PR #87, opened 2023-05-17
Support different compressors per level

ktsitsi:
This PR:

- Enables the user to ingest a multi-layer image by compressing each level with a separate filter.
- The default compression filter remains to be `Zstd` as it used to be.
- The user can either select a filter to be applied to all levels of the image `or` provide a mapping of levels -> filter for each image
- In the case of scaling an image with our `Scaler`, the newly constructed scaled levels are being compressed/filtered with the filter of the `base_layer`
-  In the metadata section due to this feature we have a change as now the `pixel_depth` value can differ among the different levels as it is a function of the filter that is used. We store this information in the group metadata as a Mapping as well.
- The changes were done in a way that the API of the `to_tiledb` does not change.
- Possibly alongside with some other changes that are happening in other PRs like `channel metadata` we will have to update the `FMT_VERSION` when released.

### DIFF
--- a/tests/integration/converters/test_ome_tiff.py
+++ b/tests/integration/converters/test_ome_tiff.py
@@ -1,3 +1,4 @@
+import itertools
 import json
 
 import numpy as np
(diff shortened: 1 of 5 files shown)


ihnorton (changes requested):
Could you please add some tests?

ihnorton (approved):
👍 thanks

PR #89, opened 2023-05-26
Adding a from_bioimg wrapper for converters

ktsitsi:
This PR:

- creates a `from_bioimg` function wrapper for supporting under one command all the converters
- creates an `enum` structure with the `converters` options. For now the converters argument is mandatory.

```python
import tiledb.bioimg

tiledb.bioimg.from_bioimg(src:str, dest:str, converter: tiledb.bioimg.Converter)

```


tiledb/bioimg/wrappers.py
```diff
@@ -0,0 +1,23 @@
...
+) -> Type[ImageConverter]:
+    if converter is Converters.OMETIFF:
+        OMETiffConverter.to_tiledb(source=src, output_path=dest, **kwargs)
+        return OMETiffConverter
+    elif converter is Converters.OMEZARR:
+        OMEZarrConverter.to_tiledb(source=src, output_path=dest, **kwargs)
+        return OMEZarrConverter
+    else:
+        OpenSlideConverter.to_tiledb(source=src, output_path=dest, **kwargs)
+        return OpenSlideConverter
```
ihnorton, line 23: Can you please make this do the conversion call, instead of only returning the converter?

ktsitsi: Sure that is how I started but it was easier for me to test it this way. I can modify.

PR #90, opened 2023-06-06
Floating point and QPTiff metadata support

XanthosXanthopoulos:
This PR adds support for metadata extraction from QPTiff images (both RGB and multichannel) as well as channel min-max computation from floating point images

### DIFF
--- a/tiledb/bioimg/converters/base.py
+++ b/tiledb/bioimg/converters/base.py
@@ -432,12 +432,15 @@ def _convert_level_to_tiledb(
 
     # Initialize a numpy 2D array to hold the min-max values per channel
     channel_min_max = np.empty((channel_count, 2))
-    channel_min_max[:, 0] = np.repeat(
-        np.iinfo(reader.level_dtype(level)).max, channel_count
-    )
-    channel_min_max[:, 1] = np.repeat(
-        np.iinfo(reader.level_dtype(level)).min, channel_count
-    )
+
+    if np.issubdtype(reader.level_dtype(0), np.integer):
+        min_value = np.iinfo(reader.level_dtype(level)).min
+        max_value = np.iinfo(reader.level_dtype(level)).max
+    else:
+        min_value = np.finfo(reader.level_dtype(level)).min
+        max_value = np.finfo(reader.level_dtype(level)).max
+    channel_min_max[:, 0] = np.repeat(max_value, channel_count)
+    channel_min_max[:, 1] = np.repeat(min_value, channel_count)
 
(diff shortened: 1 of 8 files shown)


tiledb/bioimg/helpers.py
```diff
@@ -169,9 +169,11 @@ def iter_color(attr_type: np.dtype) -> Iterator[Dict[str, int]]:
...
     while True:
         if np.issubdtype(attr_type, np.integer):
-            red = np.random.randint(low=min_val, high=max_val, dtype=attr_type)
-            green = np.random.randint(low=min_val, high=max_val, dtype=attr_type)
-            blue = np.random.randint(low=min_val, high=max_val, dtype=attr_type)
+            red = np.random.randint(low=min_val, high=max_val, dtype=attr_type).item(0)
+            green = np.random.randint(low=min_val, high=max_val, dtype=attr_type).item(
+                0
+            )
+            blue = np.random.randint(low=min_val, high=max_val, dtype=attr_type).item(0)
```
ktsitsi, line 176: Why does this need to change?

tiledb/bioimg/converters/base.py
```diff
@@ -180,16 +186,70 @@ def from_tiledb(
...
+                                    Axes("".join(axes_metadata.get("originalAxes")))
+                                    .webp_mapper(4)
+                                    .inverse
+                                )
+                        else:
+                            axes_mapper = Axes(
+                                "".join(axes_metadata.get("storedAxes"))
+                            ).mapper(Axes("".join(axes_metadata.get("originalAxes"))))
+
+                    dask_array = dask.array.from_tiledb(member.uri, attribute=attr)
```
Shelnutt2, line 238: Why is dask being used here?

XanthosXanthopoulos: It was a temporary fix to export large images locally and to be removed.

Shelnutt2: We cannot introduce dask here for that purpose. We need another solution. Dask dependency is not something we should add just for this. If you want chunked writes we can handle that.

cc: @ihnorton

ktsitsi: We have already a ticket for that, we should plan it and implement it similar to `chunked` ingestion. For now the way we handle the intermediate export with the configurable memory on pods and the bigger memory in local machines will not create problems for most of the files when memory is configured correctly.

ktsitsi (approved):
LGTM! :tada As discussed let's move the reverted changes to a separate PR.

=== Try it ===
Say how many lines in the records hold the string "OMETiffConverter". Give no other words.

=== Response to the exercise ===
2